Jakarta, FORTUNE – Penipuan dengan skema love scam tengah marak terjadi dan memakan banyak korban. Modus yang digunakan pelaku ialah berupaya mendekati dan menciptakan hubungan spesial dengan korban.
Setelah korban terperangkap oleh hubungan yang semu, pelaku memanfaatkan kelemahan perasaan korban dengan meminta data keuangan hingga pembelian barang dan koin digital untuk membuka konten dewasa di dalam aplikasi.

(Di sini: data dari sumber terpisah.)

PR #2328, opened 2025-11-19
An interchange law for squares and cleanups to Cubical/PathSquare.v

marcbezem:
As asked by @Alizter .

One simplification added, using the library (`experimental` is not used, but reminds me of the plan). I'm still thinking what should be `remember`-ed to get from `h0j` back to `sq01`.

### DIFF
--- a/theories/Cubical/PathSquare.v
+++ b/theories/Cubical/PathSquare.v
@@ -9,7 +9,9 @@ Local Unset Elimination Schemes.
 
 (** * Homogeneous squares *)
 
-(** 
+(** Squares are fillers in diagrams of the following form:
+
+<<
         a00 ----p0i---- a01
          |               |
          |         >     |
@@ -17,7 +19,8 @@ Local Unset Elimination Schemes.
          |     =         |
          |               |
         a10-----p1i-----a11
- 
+>>
+
 Indexing of points in a square follows the convention for matrices, first a row index, then a column index. Unless stated otherwise, paths are oriented in the direction of increasing index i (or x, etc). The stylized 2-path on the antidiagonal goes from [pi0 @ p1i] to [p0i @ pi1], complying with the definition of [equiv_sq_path] below. *)
 
 (** Contents:
@@ -601,7 +604,25 @@ Section KanUnique.
 
 End KanUnique.
 
-(** Interchange law. *)
+(** An interchange law between horizontal and vertical composites in the following square:
+<<
+            h0i          h0j
+       a00 ━━━━━━━━ a01 ━━━━━━━━ a02
+        ┃            ┃            ┃
+        ┃  sq00      ┃  sq01      ┃
+    vi0 ┃        vi1 ┃            ┃ vi2
+        ┃            ┃            ┃
+        ┃   h1i      ┃   h1j      ┃
+       a10 ━━━━━━━━ a11 ━━━━━━━━ a12
+        ┃            ┃            ┃
+        ┃  sq10      ┃  sq11      ┃
+    vj0 ┃        vj1 ┃            ┃ vj2
+        ┃            ┃            ┃
+        ┃   h2i      ┃   h2j      ┃
+       a20 ━━━━━━━━ a21 ━━━━━━━━ a22
+>>
+*)
+
 Definition sq_interchange {A}
   {a00 a10 a20 a01 a11 a21 a02 a12 a22 : A} (* 9 points in big square of 2x2 squares *)
   (* sq00, top left, 4 paths *)


jdchristensen:
I figured out that you can write induction principles for square that only require *one* of the edges to be free.  They make this proof trivial, and probably make other proofs trivial too.  So the file can probably be rearranged so that these are earlier and they are used more often.  They depend on the Kan fillers, but those have no dependencies, so could appear near the start of the file.  I have to run and will be busy for a day or two, so feel free to keep working on these things.

marcbezem:
The new `pathsquare_ind_?` functions are very powerful. Surprisingly, only one suffices!

Alizter:
FTR we had a discussion before about using the equivalent definition of a square using paths directly and the transition mainly went smoothly. The only proof I recall getting stuck at was the T=S1xS1 proof in Homotopy/Torus. This was my original motivation for introducing these kinds of squares originally. I'm thinking that these single edge induction principles might help out with the Torus proof actually, but I won't dwell too much on it here.

jdchristensen:
> FTR we had a discussion before about using the equivalent definition of a square using paths directly and the transition mainly went smoothly.

What do you mean by "the transition"?  PathSquare doesn't yet use the path definition, so you must be talking about somewhere else in the library?

Alizter:
Sorry I wasn't clear in my message. I meant that when I tried to redefine PathSquare using the path definition.

marcbezem:
I did some clean up and feel we could update from draft PR to full PR. Feel free to clean up a bit more.

I'm planning a follow up, but have still to think about it. Also, I'm unsure where to put it.
It's about formalizing a sketch by Ulrik Buchholtz of an alternative proof of Lemma 2.7(3) from his joint paper with Dan et al. https://arxiv.org/pdf/2301.02636, using squares.

theories/Cubical/PathSquare.v
```diff
@@ -497,19 +508,10 @@ Section Kan.
...
-    - intros px1; exact (sq_fill_l px1 p0x p1x).1.
-    - intros px1.
-      exact (sq_fill_r_uniq (sq_fill_r _ p0x p1x).2
-                            (sq_fill_l px1 p0x p1x).2).
-    - intros px0.
-      exact (sq_fill_l_uniq (sq_fill_l _ p0x p1x).2
-                            (sq_fill_r px0 p0x p1x).2).
-  Defined.
+    : (a00 = a10) <~> (a01 = a11)
+    := equiv_concat_r p1x _ oE equiv_concat_l p0x^ a10.
```
jdchristensen: @Alizter Are you ok with me removing this?

theories/Cubical/PathSquare.v
```diff
@@ -527,6 +529,104 @@ Section Kan.
...
+  Definition sq_fill_b_uniq'
+             {px0 : a00 = a10} {px1 : a01 = a11} {p0x : a00 = a01}
+    : Contr {p1x : a10 = a11 & PathSquare px0 px1 p0x p1x}.
+  Proof.
+    apply (Build_Contr _ (sq_fill_b px0 px1 p0x)).
+    intros [p1x' s'].
+    by destruct s'.
+  Defined.
+
+  (* TODO: Should we remove the earlier uniqueness results which are weaker? *)
```
jdchristensen: @Alizter I suggest that we remove the earlier `*_uniq` results, since they just assert that the first components are equal.  Then we can rename these to have no prime at the end.  Sound good?

jdchristensen: Actually, it's a bit fiddly to deduce the previous uniqueness results using the new ones, and the previous ones were used in DPathSquare, so I added them back in with one-line proofs using the new contractibility results.  I'll be pushing this once I've finished my cleanup.

theories/Cubical/PathSquare.v
```diff
@@ -616,6 +616,37 @@ Section KanUnique.
 
 End KanUnique.
 
+(** Interchange law. *)
```
Alizter: Here is a diagram that may aid readers:
```
        h0i          h0j
   a00 ━━━━━━━━ a01 ━━━━━━━━ a02
    ┃            ┃            ┃
    ┃  sq00      ┃  sq01      ┃
vi0 ┃        vi1 ┃            ┃ vi2
    ┃            ┃            ┃
    ┃   h1i      ┃   h1j      ┃
   a10 ━━━━━━━━ a11 ━━━━━━━━ a12
    ┃            ┃            ┃
    ┃  sq10      ┃  sq11      ┃
vj0 ┃        vj1 ┃            ┃ vj2
    ┃            ┃            ┃
    ┃   h2i      ┃   h2j      ┃
   a20 ━━━━━━━━ a21 ━━━━━━━━ a22
```

jdchristensen: Nice!  I've added that, including the unicode, with << >> markers.  Let's see how it looks in the generated documentation.  @Alizter Can you remind me where I can find the coqdoc/alectryon documentation that the CI generates?

jdchristensen:
Since I changed the title, I'll say explicitly that this finishes the work started in #2325, which was not actually merged.

theories/Cubical/PathSquare.v
Alizter: It's not possible to view it in the CI for a PR (online), but the main CI will upload and host the artefacts. Links to the hosted docs are on the wiki https://github.com/HoTT/Coq-HoTT/wiki

Alizter: If you go to the specific CI job there is an upload artifact step which gives you a link to download the produced docs. That's technically one way you can view it.

Alizter: I don't see the diagram in the recent commit btw, did you push it?

jdchristensen: Whoops, I only commited part of the changes I made.  I just force pushed to fix the last commit.

jdchristensen: We can just merge this once @marcbezem takes a look, and then check the documentation at that point.

PR #2331, opened 2025-11-27
Adapt with respect to rocq-prover/rocq#21098

tabareau:


tabareau:
Hi @jdchristensen, you can revert the PR, I will do a new one that is backward compatible with a modification of PR#21098. However, the new mechanism implemented in PR#21098 for rewriting cannot be used in a backward compatible way for Coq-HoTT as the current code explicitly exposes the existence of internal_rew_... that no longer exists with the new mechanism. Maybe you should revisit your development process as having the same branch for benefiting from new Rocq features and being at the same time backward compatible with older version is fundamentally not possible.  Such a process forces you to benefit from new features of the oldest supported version only.

jdchristensen:
@tabareau It looks like you might be doing the revert now?  If so, I'll wait.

Hal itu sempat diceritakan oleh Kepala Eksekutif Pengawas Perilaku Pelaku Usaha Jasa Keuangan, Edukasi, dan Pelindungan Konsumen Otoritas Jasa Keuangan (OJK) Friderica Widyasari Dewi. Bahkan, berdasarkan data Indonesia Anti-Scam Center (IASC) sepanjang 2025, terdapat 3.494 laporan kerugian masyarakat yang terkena scam melalui modus love scam, dengan total kerugian mencapai Rp49,198 miliar.
“Para korban ini dimanipulasi secara emosinya, merasa memiliki hubungan atau relationship kemudian secara persuasi secara sukarela transfer sejumlah uangnya karena merasa memiliki hubungan,” kata Friderica saat konferensi pers di Jakarta, Jumat (9/1).